PR #2875, opened 2026-06-11
Trigger Tableau TDVT in connectors on snapshot publish and release (CON-264)

ShimonSte:
Tableau users install the latest ClickHouse JDBC driver manually, so a snapshot or release regression reaches them with no connector release in between. After a publish, fire a `repository_dispatch` to `ClickHouse/connectors` so its Tableau TDVT suite runs against the new driver. Tracking: CON-264.

- **`nightly.yml`:** dispatch `event_type=jdbc-snapshot`; version derived from the pom `<revision>` property (`env.CHC_VERSION` is commented out).
- **`release.yml`:** dispatch `event_type=jdbc-release` with the release `version` input.
- Both are `continue-on-error` so a dispatch failure never fails the publish, and require `secrets.CONNECTORS_DISPATCH_TOKEN` (Contents: read/write on connectors only).

### DIFF
--- a/.github/scripts/mirror_tdvt.py
+++ b/.github/scripts/mirror_tdvt.py
@@ -1,0 +1,198 @@
+#!/usr/bin/env python3
+"""Dispatch Tableau TDVT and mirror its result. Used by nightly.yml and release.yml."""
+
+from __future__ import annotations
+
+import argparse
+import json
+import os
+import re
+import subprocess
+import sys
+import time
+from datetime import datetime, timedelta, timezone
+
+TDVT_REPO = "ClickHouse/clickhouse-tableau-tdvt"
+WORKFLOW = "tableau-tdvt.yml"
+POLL_ATTEMPTS = 24
+POLL_INTERVAL_SEC = 15
+WATCH_INTERVAL_SEC = 30
+CREATED_FILTER_SKEW_SEC = 120
+
+
+def fail(message: str) -> None:
+    print(f"::error::{message}", file=sys.stderr)
+    sys.exit(1)
+
+
+def gh_json(*args: str) -> dict | list:
+    result = subprocess.run(["gh", *args], check=True, capture_output=True, text=True)
+    return json.loads(result.stdout)
+
+
+def gh_api_call(path: str, *fields: str) -> None:
+    args = ["gh", "api", path]
+    for field in fields:
+        flag = "-F" if field.startswith("client_payload[") else "-f"
+        args.extend([flag, field])
+    subprocess.run(args, check=True)
+
+
+def latest_run_id(repo: str) -> int:
+    data = gh_json(
+        "api",
+        f"repos/{repo}/actions/workflows/{WORKFLOW}/runs?event=repository_dispatch&per_page=1",
+    )
+    runs = data.get("workflow_runs", [])
+    return runs[0]["id"] if runs else 0
+
+
+def list_runs(repo: str, created_since: str) -> list[dict]:
+    data = gh_json(
+        "api",
+        f"repos/{repo}/actions/workflows/{WORKFLOW}/runs"
+        f"?event=repository_dispatch&created=>={created_since}&per_page=20",
+    )
+    return data.get("workflow_runs", [])
+
+
+def title_has_version(display_title: str, version: str) -> bool:
+    # TDVT run-name is "TDVT (JDBC {version})" — require the closing ")" boundary.
+    return re.search(r"\(JDBC " + re.escape(version) + r"\)", display_title) is not None
+
+
+def version_matches(runs: list[dict], threshold: int, version: str) -> list[dict]:
+    return [
+        run
+        for run in runs
+        if run.get("id", 0) > threshold
+        and title_has_version(run.get("display_title", ""), version)
+    ]
+
+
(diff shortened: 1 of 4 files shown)


chernser:
@ShimonSte 

Thank you for the PR!

.github/workflows/release.yml
```diff
@@ -88,3 +88,17 @@ jobs:
             clickhouse-r2dbc/target/clickhouse*.jar
             client-v2/target/client-v2*.jar
             jdbc-v2/target/jdbc-v2*.jar
+      # Tableau users install the latest JDBC driver manually, so a release
```
chernser: Release workflow does only push to staging and library may not be accessible for some time after that. 
I think, we need somehow grab latest from maven central and test every week. 

Idea is:
- if something broken - we should catch it on nightly
- if we doing a release and it is a release candidate - then latest should catch but actually we may trigger tests earlier.

ShimonSte: Going back to this (the last thing that needs to be done :-) )
You don't think we should check the release before pushing to staging? can we reuse the jar built locally on the workflow machine before being pushed?

chernser: @ShimonSte 
We should check release before considering release. But release workflow is a separate task that should have minimal dependencies otherwise we may get blocked. 

Reuse jar where?
We cannot build anything locally and publish. Jar must be built from protected branch and signed by key few people can access. Otherwise it is not a trusted binary.

.github/workflows/nightly.yml
```diff
@@ -63,6 +65,12 @@ jobs:
           #   -e 's|^\(    <version>\).*\(</version>\)$|\1${{ env.CHC_VERSION }}-SNAPSHOT\2|' \
           #   -e 's|${parent.groupId}|com.clickhouse|g' -e 's|${project.parent.groupId}|com.clickhouse|g' '{}' \;
           find . -type f -name "simplelogger.*" -exec rm -fv '{}' \;
+      - name: Record published snapshot version
+        id: publish-version
+        run: |
+          VERSION=$(sed -n 's|.*<revision>\(.*\)</revision>.*|\1|p' pom.xml | head -1)
```
chernser, line 71: btw, we have moved to `VERSION` file to simplify such things.

chernser (approved):

.github/workflows/nightly.yml
```diff
@@ -84,3 +92,29 @@ jobs:
...
+          owner: ${{ github.repository_owner }}
+          repositories: "clickhouse-tableau-tdvt"
+      - name: Run Tableau TDVT and mirror its result
+        env:
+          GH_TOKEN: ${{ steps.tdvt-token.outputs.token }}
+        run: |
+          python3 .github/scripts/mirror_tdvt.py \
+            --event-type jdbc-snapshot \
+            --version "${{ needs.nightly.outputs.jdbc_version }}" \
+            --correlation-id "${{ github.repository }}#${{ github.run_id }}-${{ github.run_attempt }}"
```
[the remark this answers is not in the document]
chernser: This is fine :-) 
We need to know it is failed but we cannot block the publish. Will fix it later.

.github/scripts/mirror_tdvt.py
```diff
@@ -0,0 +1,198 @@
...
+    if len(corr) == 1:
+        return corr[0]["id"]
+    if len(corr) > 1:
+        return None
+    if len(matches) > 1:
+        return None
+    if len(matches) == 1:
+        new_runs = [run for run in runs if run.get("id", 0) > threshold]
+        if len(new_runs) > 1:
+            return matches[0]["id"]
```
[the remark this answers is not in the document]
chernser: @ShimonSte what do you think?

.github/workflows/nightly.yml
ShimonSte: I think the nightly creates its version from the revision tag in the `pom.xml` (which is a version behind the one in the `VERSION` file).
Correct me if i'm wrong.

.github/scripts/mirror_tdvt.py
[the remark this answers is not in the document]
ShimonSte: This is an edge case where we run multiple tdvt tests at once (shouldn't happen)
Anyway, i changed the tdvt tests so now we get the ID and compare it exactly.

.github/workflows/release.yml
```diff
@@ -85,3 +85,29 @@ jobs:
...
+          private-key: ${{ secrets.WORKFLOW_AUTH_PUBLIC_PRIVATE_KEY }}
+          owner: ${{ github.repository_owner }}
+          repositories: "clickhouse-tableau-tdvt"
+      - name: Run Tableau TDVT and mirror its result
+        env:
+          GH_TOKEN: ${{ steps.tdvt-token.outputs.token }}
+        run: |
+          python3 .github/scripts/mirror_tdvt.py \
+            --event-type jdbc-release \
+            --version "${{ github.event.inputs.version }}" \
```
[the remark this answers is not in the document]
ShimonSte: This is correct, fixed it

.github/workflows/nightly.yml
chernser: these versions must be synced. but you are right - lets take from true source.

--- --- ---

#### About this exercise
What's needed is every entry, returned word for word.

#### Answer section
PR #2875, opened 2026-06-11
Trigger Tableau TDVT in connectors on snapshot publish and release (CON-264)

ShimonSte:
Tableau users install the latest ClickHouse JDBC driver manually, so a snapshot or release regression reaches them with no connector release in between. After a publish, fire a `repository_dispatch` to `ClickHouse/connectors` so its Tableau TDVT suite runs against the new driver. Tracking: CON-264.

- **`nightly.yml`:** dispatch `event_type=jdbc-snapshot`; version derived from the pom `<revision>` property (`env.CHC_VERSION` is commented out).
- **`release.yml`:** dispatch `event_type=jdbc-release` with the release `version` input.
- Both are `continue-on-error` so a dispatch failure never fails the publish, and require `secrets.CONNECTORS_DISPATCH_TOKEN` (Contents: read/write on connectors only).

### DIFF
--- a/.github/scripts/mirror_tdvt.py
+++ b/.github/scripts/mirror_tdvt.py
@@ -1,0 +1,198 @@
+#!/usr/bin/env python3
+"""Dispatch Tableau TDVT and mirror its result. Used by nightly.yml and release.yml."""
+
+from __future__ import annotations
+
+import argparse
+import json
+import os
+import re
+import subprocess
+import sys
+import time
+from datetime import datetime, timedelta, timezone
+
+TDVT_REPO = "ClickHouse/clickhouse-tableau-tdvt"
+WORKFLOW = "tableau-tdvt.yml"
+POLL_ATTEMPTS = 24
+POLL_INTERVAL_SEC = 15
+WATCH_INTERVAL_SEC = 30
+CREATED_FILTER_SKEW_SEC = 120
+
+
+def fail(message: str) -> None:
+    print(f"::error::{message}", file=sys.stderr)
+    sys.exit(1)
+
+
+def gh_json(*args: str) -> dict | list:
+    result = subprocess.run(["gh", *args], check=True, capture_output=True, text=True)
+    return json.loads(result.stdout)
+
+
+def gh_api_call(path: str, *fields: str) -> None:
+    args = ["gh", "api", path]
+    for field in fields:
+        flag = "-F" if field.startswith("client_payload[") else "-f"
+        args.extend([flag, field])
+    subprocess.run(args, check=True)
+
+
+def latest_run_id(repo: str) -> int:
+    data = gh_json(
+        "api",
+        f"repos/{repo}/actions/workflows/{WORKFLOW}/runs?event=repository_dispatch&per_page=1",
+    )
+    runs = data.get("workflow_runs", [])
+    return runs[0]["id"] if runs else 0
+
+
+def list_runs(repo: str, created_since: str) -> list[dict]:
+    data = gh_json(
+        "api",
+        f"repos/{repo}/actions/workflows/{WORKFLOW}/runs"
+        f"?event=repository_dispatch&created=>={created_since}&per_page=20",
+    )
+    return data.get("workflow_runs", [])
+
+
+def title_has_version(display_title: str, version: str) -> bool:
+    # TDVT run-name is "TDVT (JDBC {version})" — require the closing ")" boundary.
+    return re.search(r"\(JDBC " + re.escape(version) + r"\)", display_title) is not None
+
+
+def version_matches(runs: list[dict], threshold: int, version: str) -> list[dict]:
+    return [
+        run
+        for run in runs
+        if run.get("id", 0) > threshold
+        and title_has_version(run.get("display_title", ""), version)
+    ]
+
+
(diff shortened: 1 of 4 files shown)


chernser:
@ShimonSte 

Thank you for the PR!

.github/workflows/release.yml
```diff
@@ -88,3 +88,17 @@ jobs:
             clickhouse-r2dbc/target/clickhouse*.jar
             client-v2/target/client-v2*.jar
             jdbc-v2/target/jdbc-v2*.jar
+      # Tableau users install the latest JDBC driver manually, so a release
```
chernser: Release workflow does only push to staging and library may not be accessible for some time after that. 
I think, we need somehow grab latest from maven central and test every week. 

Idea is:
- if something broken - we should catch it on nightly
- if we doing a release and it is a release candidate - then latest should catch but actually we may trigger tests earlier.

ShimonSte: Going back to this (the last thing that needs to be done :-) )
You don't think we should check the release before pushing to staging? can we reuse the jar built locally on the workflow machine before being pushed?

chernser: @ShimonSte 
We should check release before considering release. But release workflow is a separate task that should have minimal dependencies otherwise we may get blocked. 

Reuse jar where?
We cannot build anything locally and publish. Jar must be built from protected branch and signed by key few people can access. Otherwise it is not a trusted binary.

.github/workflows/nightly.yml
```diff
@@ -63,6 +65,12 @@ jobs:
           #   -e 's|^\(    <version>\).*\(</version>\)$|\1${{ env.CHC_VERSION }}-SNAPSHOT\2|' \
           #   -e 's|${parent.groupId}|com.clickhouse|g' -e 's|${project.parent.groupId}|com.clickhouse|g' '{}' \;
           find . -type f -name "simplelogger.*" -exec rm -fv '{}' \;
+      - name: Record published snapshot version
+        id: publish-version
+        run: |
+          VERSION=$(sed -n 's|.*<revision>\(.*\)</revision>.*|\1|p' pom.xml | head -1)
```
chernser, line 71: btw, we have moved to `VERSION` file to simplify such things.

chernser (approved):

.github/workflows/nightly.yml
```diff
@@ -84,3 +92,29 @@ jobs:
...
+          owner: ${{ github.repository_owner }}
+          repositories: "clickhouse-tableau-tdvt"
+      - name: Run Tableau TDVT and mirror its result
+        env:
+          GH_TOKEN: ${{ steps.tdvt-token.outputs.token }}
+        run: |
+          python3 .github/scripts/mirror_tdvt.py \
+            --event-type jdbc-snapshot \
+            --version "${{ needs.nightly.outputs.jdbc_version }}" \
+            --correlation-id "${{ github.repository }}#${{ github.run_id }}-${{ github.run_attempt }}"
```
[the remark this answers is not in the document]
chernser: This is fine :-) 
We need to know it is failed but we cannot block the publish. Will fix it later.

.github/scripts/mirror_tdvt.py
```diff
@@ -0,0 +1,198 @@
...
+    if len(corr) == 1:
+        return corr[0]["id"]
+    if len(corr) > 1:
+        return None
+    if len(matches) > 1:
+        return None
+    if len(matches) == 1:
+        new_runs = [run for run in runs if run.get("id", 0) > threshold]
+        if len(new_runs) > 1:
+            return matches[0]["id"]
```
[the remark this answers is not in the document]
chernser: @ShimonSte what do you think?

.github/workflows/nightly.yml
ShimonSte: I think the nightly creates its version from the revision tag in the `pom.xml` (which is a version behind the one in the `VERSION` file).
Correct me if i'm wrong.

.github/scripts/mirror_tdvt.py
[the remark this answers is not in the document]
ShimonSte: This is an edge case where we run multiple tdvt tests at once (shouldn't happen)
Anyway, i changed the tdvt tests so now we get the ID and compare it exactly.

.github/workflows/release.yml
```diff
@@ -85,3 +85,29 @@ jobs:
...
+          private-key: ${{ secrets.WORKFLOW_AUTH_PUBLIC_PRIVATE_KEY }}
+          owner: ${{ github.repository_owner }}
+          repositories: "clickhouse-tableau-tdvt"
+      - name: Run Tableau TDVT and mirror its result
+        env:
+          GH_TOKEN: ${{ steps.tdvt-token.outputs.token }}
+        run: |
+          python3 .github/scripts/mirror_tdvt.py \
+            --event-type jdbc-release \
+            --version "${{ github.event.inputs.version }}" \
```
[the remark this answers is not in the document]
ShimonSte: This is correct, fixed it

.github/workflows/nightly.yml
chernser: these versions must be synced. but you are right - lets take from true source.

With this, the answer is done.